Which do you feel is more important?

I feel like the answer should be obvious - playing. I tend to see a lot of guitarists more consumed with gear though than they are with their own playing. It doesn't make much sense to me to have amazing gear if you're only going to use it to play a few chords. Thoughts?


----------



## bigboki (Apr 16, 2015)

"Musician" vs "Collector". Great topic. Thank you for opening this discussion.


----------



## mhammer (Nov 30, 2007)

I spendfar more time building, modding, or servicing/repairing gear than I spend playing. Indeed, I would say that most of the time that I do spend playing is simply to test out something I made, modded or fixed, to either make sure it does what was intended, or simply learn what it can do. For me - and it may well be pretty unique to me - the pleasure of playing comes in that confirmation.

Once I retire, though, I'm hoping to hook up with a casual band of similar old farts and get back to playing for pleasure.


----------



## Alex (Feb 11, 2006)

Playing.

"doesn't make much sense to me to have amazing gear if you're only going to use it to play a few chords"

A co-worker friend of mine knew only a couple chords and he came to jam with a brand new McCarty Rosewood PRS that he had just purchased at the 12th Fret.

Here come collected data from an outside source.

PR #5, opened 2021-03-15
Automatically match QoS settings across the bridge

jacobperron:
I've updated the design doc to reflect the implementation.

Specifically, this change introduces a `WaitForQosHandler` class used for deferring topic bridge creation. It creates a thread for each topic bridge to wait for at least one publisher to be available. Once a publisher is available it signals to the domain bridge via a callback, and a topic bridge is created.

In the special case of more than one publisher with different QoS settings, I've adopted a similar approach as rosbag2 for selecting a QoS that is compatible with most of the available publishers. Note, we could factor out this logic following https://github.com/ros2/rosbag2/issues/601 and/or https://github.com/ros2/rmw/issues/304.

### DIFF
--- a/doc/design.md
+++ b/doc/design.md
@@ -43,9 +43,11 @@ All ROS communication entities (e.g. publishers and service clients) have [Quali
 The bridge should faithfully map the QoS settings of data coming from one domain into another domain.
 For example, a publisher with reliability policy set to "best effort" should continue to publish as "best effort" in the other domains when bridged.
 
-If there are multiple publishers on the same topic, but with different QoS settings, the bridge should have two streams of data, each with their own QoS settings.
+If there are multiple publishers on the same topic, but with different QoS settings, it would be nice if the bridge could preserve each stream of data.
 For example, if there is one publisher using "best effort" and another publisher using "reliable" on the same topic (with the same domain ID) and a bridge is made,
 then the bridge should forward data as "best effort" for the first publisher and as "reliable" for the second publisher into the output domain.
+Unforunately, this may not be possible due to technical limitations so we leave this as a soft requirement.
+Refer to the *QoS mapping* section of the proposed approach below for a more detailed discussion.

Not that he had to, but he rationalized to me that he rarely buys things for himself and the fact that he wanted to learn guitar, he wanted something really good. It made total sense to me.


----------



## jbealsmusic (Feb 12, 2014)

BigMoney said:


> Which do you feel is more important?
> 
> I feel like the answer should be obvious - playing. I tend to see a lot of guitarists more consumed with gear though than they are with their own playing. It doesn't make much sense to me to have amazing gear if you're only going to use it to play a few chords. Thoughts?


I know folks that supe up their cars but can't drive worth a damn. Some people spend thousands to put together super powered gaming computers who are complete "noobs". I know golfers who spend many thousands on clubs and training tools, but they still suck.

I say it depends on what gets you the most enjoyment out of the hobby. I can think of 3 main categories of musicians I've interacted with:
1) People who focus on their ability as a musician and don't care much about how their gear works, as long as it is reliable and sounds decent.
2) People who love gear as much as playing. So they get about as much enjoyment out of experimenting with their gear/setup as they get from playing.
3) People who love the gear/tone hunt more than they enjoy playing. They get way more excitement out of playing random notes/chords through a certain piece of equipment than they do playing actual music.

If you're trying to make a serious go of being a full-time musician, I'd definitely agree that you should be in one of the first two categories. Otherwise, whatever floats your boat.


----------



## cboutilier (Jan 12, 2016)

jbealsmusic said:


> I know folks that supe up their cars but can't drive worth a damn. Some people spend thousands to put together super powered gaming computers who are complete "noobs". I know golfers who spend many thousands on clubs and training tools, but they still suck.
> 
> I say it depends on what gets you the most enjoyment out of the hobby. I can think of 3 main categories of musicians I've interacted with:
> 1) People who focus on their ability as a musician and don't care much about how their gear works, as long as it is reliable and sounds decent.
> ...


I'm solidly a #2. I'm in it for the music, but I get a lot of pleasure from experimenting with gear.


----------



## Scotty (Jan 30, 2013)

Playing. I rarely mess with gear. I don't even like pedals. It's a mood thing for me. When the mood strikes, I just want to patch in and play. I don't even touch my settings much...set it and forget it


----------



## Chitmo (Sep 2, 2013)

I practice as much as I can, but I would classify myself as a mediocre player at best. I do enjoy buying/trading nice gear though


----------



## cheezyridr (Jun 8, 2009)

the key word here (as next gen already stated) is _hobby_. for 99% of us, this is a hobby. everyone enjoys different aspects of a given hobby. if you are a planning on making money with music, your priorities will be different than someone jamming to mp3s in the basement.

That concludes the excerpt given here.